Carbon Chains

====Section IV: Carbon Chains.====


Before we get into the actual composition of the various fuels, we need to review a little basic chemistry on the construction of organic compounds, particularly petrol fuels.

99.99% of all petrol chemicals are comprised of exactly two atom types: Carbon and Hydrogen. Since the carbon is the more complex atom, and invariably the defining one in any carbon-hydrogen relationship, often it is the only thing depicted in chemical formula. In the chemicals above, the black dots represent carbon atoms. The blue dots represent Oxygen and the only hydrogens that are depicted are attached to the non-Carbon atoms.

Connectivity. Okay, this is where chemistry gets confusing for most people. They start talking about electronegativity, electron orbits, noble elements, etc. Fortunately, we don’t need to go quite that deep. We’re going to compress all that stuff into a simple formula: hands. Each atom has one or more hands, each hand can grab one (and only one) other hand, no hand likes to be empty, and for our purposes, no hand ever will be empty.

There are a LOT of atoms we could discuss, but we’ll keep it limited to the ones above: Carbon, Hydrogen and Oxygen. Hydrogen only has one hand, once it’s attached to something, it’s done. That’s why it rarely is the ‘defining’ atom in a molecule. Oxygen has two hands. When it grabs two Hydrogens, that’s water, when it grabs another oxygen alone, that’s what we breathe, and if it grabs a hydrogen and a carbon chain it makes alcohol. Carbon has four hands. This extra connectivity allows it to form infinite constructions and makes it the basic building block of life as we know it.

Now, let’s look at a simple molecule, like Octane (above).
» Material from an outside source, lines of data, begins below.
PR #6184, opened 2024-02-18
Use ThrowHelper methods in more places

turbedi:
- Might help with https://github.com/ppy/osu-framework/issues/3470

ObjectDisposedException.ThrowIf(), ArgumentException.ThrowIfNullOrEmpty() and the ArgumentOutOfRangeException methods have been introduced in .NET 7/8

### DIFF
--- a/osu.Framework/Bindables/BindableNumber.cs
+++ b/osu.Framework/Bindables/BindableNumber.cs
@@ -42,8 +42,7 @@ namespace osu.Framework.Bindables
                 if (precision.Equals(value))
                     return;
 
-                if (value.CompareTo(default) <= 0)
-                    throw new ArgumentOutOfRangeException(nameof(Precision), value, "Must be greater than 0.");
+                ArgumentOutOfRangeException.ThrowIfNegativeOrZero(value.CompareTo(default));
 
                 SetPrecision(value, true, this);
             }
--- a/osu.Framework/Bindables/BindableNumber.cs
+++ b/osu.Framework/Bindables/BindableNumber.cs
@@ -42,7 +42,8 @@ namespace osu.Framework.Bindables
                 if (precision.Equals(value))
                     return;
 
-                ArgumentOutOfRangeException.ThrowIfNegativeOrZero(value.CompareTo(default));
+                if (value.CompareTo(default) <= 0)
+                    throw new ArgumentOutOfRangeException(nameof(Precision), value, "Must be greater than 0.");
 
                 SetPrecision(value, true, this);
             }
--- a/osu.Framework/Graphics/Containers/GridContainer.cs
+++ b/osu.Framework/Graphics/Containers/GridContainer.cs
@@ -420,11 +420,8 @@ namespace osu.Framework.Graphics.Containers
         /// <param name="maxSize">The maximum size of this row or column.</param>
         public Dimension(GridSizeMode mode = GridSizeMode.Distributed, float size = 0, float minSize = 0, float maxSize = float.MaxValue)
         {
-            if (minSize < 0)
-                throw new ArgumentOutOfRangeException(nameof(minSize), "Must be greater than 0.");
-
-            if (minSize > maxSize)
-                throw new ArgumentOutOfRangeException(nameof(minSize), $"Must be less than {nameof(maxSize)}.");
+            ArgumentOutOfRangeException.ThrowIfNegative(minSize);
+            ArgumentOutOfRangeException.ThrowIfGreaterThan(minSize, maxSize);
 
             Mode = mode;
             Size = size;
--- a/osu.Framework/Testing/Drawables/TestGroupButton.cs
+++ b/osu.Framework/Testing/Drawables/TestGroupButton.cs
@@ -45,7 +45,8 @@ namespace osu.Framework.Testing.Drawables
         {
             var tests = group.TestTypes;
 
-            ArgumentOutOfRangeException.ThrowIfZero(tests.Length);
+            if (tests.Length == 0)
+                throw new ArgumentOutOfRangeException(nameof(group), tests.Length, "Type array must not be empty!");
 
             Group = group;
 
--- a/osu.Framework/Testing/Drawables/TestGroupButton.cs
+++ b/osu.Framework/Testing/Drawables/TestGroupButton.cs
@@ -45,8 +45,7 @@ namespace osu.Framework.Testing.Drawables
         {
             var tests = group.TestTypes;
 
-            if (tests.Length == 0)
-                throw new ArgumentOutOfRangeException(nameof(group), tests.Length, "Type array must not be empty!");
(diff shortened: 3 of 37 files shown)


osu.Framework/Bindables/BindableNumber.cs
```diff
@@ -42,8 +42,7 @@ public T Precision
                 if (precision.Equals(value))
                     return;
 
-                if (value.CompareTo(default) <= 0)
-                    throw new ArgumentOutOfRangeException(nameof(Precision), value, "Must be greater than 0.");
+                ArgumentOutOfRangeException.ThrowIfNegativeOrZero(value.CompareTo(default));
```
smoogipoo, line 45: Can this be `ThrowIfNegativeOrZero(value)`?

turbedi: Yes should be fine. Will change it.

osu.Framework/Graphics/Containers/GridContainer.cs
```diff
@@ -420,11 +420,8 @@ public class Dimension
         /// <param name="maxSize">The maximum size of this row or column.</param>
         public Dimension(GridSizeMode mode = GridSizeMode.Distributed, float size = 0, float minSize = 0, float maxSize = float.MaxValue)
         {
-            if (minSize < 0)
-                throw new ArgumentOutOfRangeException(nameof(minSize), "Must be greater than 0.");
-
-            if (minSize > maxSize)
-                throw new ArgumentOutOfRangeException(nameof(minSize), $"Must be less than {nameof(maxSize)}.");
+            ArgumentOutOfRangeException.ThrowIfNegative(minSize);
+            ArgumentOutOfRangeException.ThrowIfGreaterThan(minSize, maxSize);
```
Susko3, line 424: Just noting that `maxSize` no will longer appear in the error message.

master:
```cs
System.ArgumentOutOfRangeException : Must be less than maxSize. (Parameter 'minSize')
```

This PR:
```cs
System.ArgumentOutOfRangeException : minSize ('20') must be less than or equal to '10'. (Parameter 'minSize')
Actual value was 20.
```

osu.Framework/Testing/Drawables/TestGroupButton.cs
```diff
@@ -45,8 +45,7 @@ public TestGroupButton(Action<Type> loadTest, TestGroup group)
         {
             var tests = group.TestTypes;
 
-            if (tests.Length == 0)
-                throw new ArgumentOutOfRangeException(nameof(group), tests.Length, "Type array must not be empty!");
+            ArgumentOutOfRangeException.ThrowIfZero(tests.Length);
```
Susko3, line 48: Should be reverted, `tests.Length` is not an argument of this method. The error message doesn't make much sense.
```cs
0 ('tests.Length') must be a non-zero value.
```

osu.Framework/Utils/IncrementalBSplineBuilder.cs
```diff
@@ -140,8 +138,7 @@ public float CornerThreshold
             get => cornerThreshold;
             set
             {
-                if (cornerThreshold < 0)
-                    throw new ArgumentOutOfRangeException(nameof(value), "CornerThreshold must not be negative.");
+                ArgumentOutOfRangeException.ThrowIfNegative(cornerThreshold);
```
Susko3, line 141: Wait this is actually wrong on master, it's checking the old `cornerThreshold` and not the newly-set `value`.
Should be changed to

```cs
ArgumentOutOfRangeException.ThrowIfNegative(value);
```

osu.Framework/Utils/RNG.cs
```diff
@@ -61,8 +60,7 @@ public static double NextDouble(double maxValue)
         /// <returns>A double-precision floating point number in the range [minValue,maxValue).</returns>
         public static double NextDouble(double minValue, double maxValue)
         {
-            if (minValue > maxValue)
-                throw new ArgumentOutOfRangeException(nameof(minValue), "The given minimum value must be less than or equal to the given maximum value.");
+            ArgumentOutOfRangeException.ThrowIfGreaterThan(minValue, maxValue);
```
Susko3, line 63: See other comment about `maxValue`/`maxSize` no longer appearing in the error message. Same applies for the other usage of `ThrowIfGreaterThan()` in this file.

osu.Framework/Utils/IncrementalBSplineBuilder.cs
```diff
@@ -117,8 +116,7 @@ public float Tolerance
             get => tolerance;
             set
             {
-                if (tolerance < 0)
-                    throw new ArgumentOutOfRangeException(nameof(value), "Tolerance must not be negative.");
+                ArgumentOutOfRangeException.ThrowIfNegative(tolerance);
```
Susko3, line 119: Should be:

```cs
ArgumentOutOfRangeException.ThrowIfNegative(value);
```

Susko3 (changes requested):
Seems ok but some error messages have changed for the worse.

osu.Framework/Bindables/BindableNumber.cs
Susko3: Having this done via `CompareTo()` results in the actual value being misrepresented. Eg. setting a `BindableFloat.Precision` to `-5f` will show `-1` as the actual value.

```cs
System.ArgumentOutOfRangeException : value.CompareTo(default) ('-1') must be a non-negative and non-zero value. (Parameter 'value.CompareTo(default)')
Actual value was -1.
```

This is better handled via generic math (could just call `ArgumentOutOfRangeException.ThrowIfNegativeOrZero(value)`). But that is a breaking change and should not be done in this PR, so best to revert for now.

turbedi:
I've addressed some of the comments. Should I also revert all usages of ThrowIfGreaterThan() to retain the max value in the error message, or is it fine like that?

smoogipoo:
The other path I can suggest is to make an `ExceptionUtils.ValidateRange()`. Otherwise, I'm _weakly_ okay with the change in messaging but I'd want other reviews.

frenzibyte:
I personally don't feel the exception message matters that much. Sure it might be a little bit cryptic, but the "must be greater than"/"must be lower than" is already giving it out I think.

bdach:
My view on the `ThrowIfGreaterThan()` thing is that I'd be fine with the max value not being printed *only* if it's a constant. So in cases where the max value isn't statically known just by looking at the direct call site it should print the max in the exception message.

In favour of revert.

osu.Framework/Bindables/BindableNumber.cs
turbedi: Done

turbedi:
All comments have been addressed.

peppy (approved):

bdach (approved):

It has eight carbon atoms connected by seven lines. Each black line represents a carbon hand linked to another carbon hand. So, if we look at just the top carbon atom, it has one hand in use attaching it to the next carbon atom, leaving three hands free. Those three hands are attached to Hydrogens that are not represented in the structure. The next one down has two black lines coming out of it representing links with two carbon atoms, leaving two hands free. This atom has links to two hydrogen atoms.

The Octane molecule forms the simplest Carbon “backbone” type. It has all carbon atoms, linked once each to another in the chain, and filled to the brim with hydrogen atoms. In chemical terms, it is a “fully hydrogenated” or “saturated” carbon molecule, and a cup full of these things would be an “aliphatic” compound that could be considered a “paraffin” for trade use. But more on that stuff in the next chapter.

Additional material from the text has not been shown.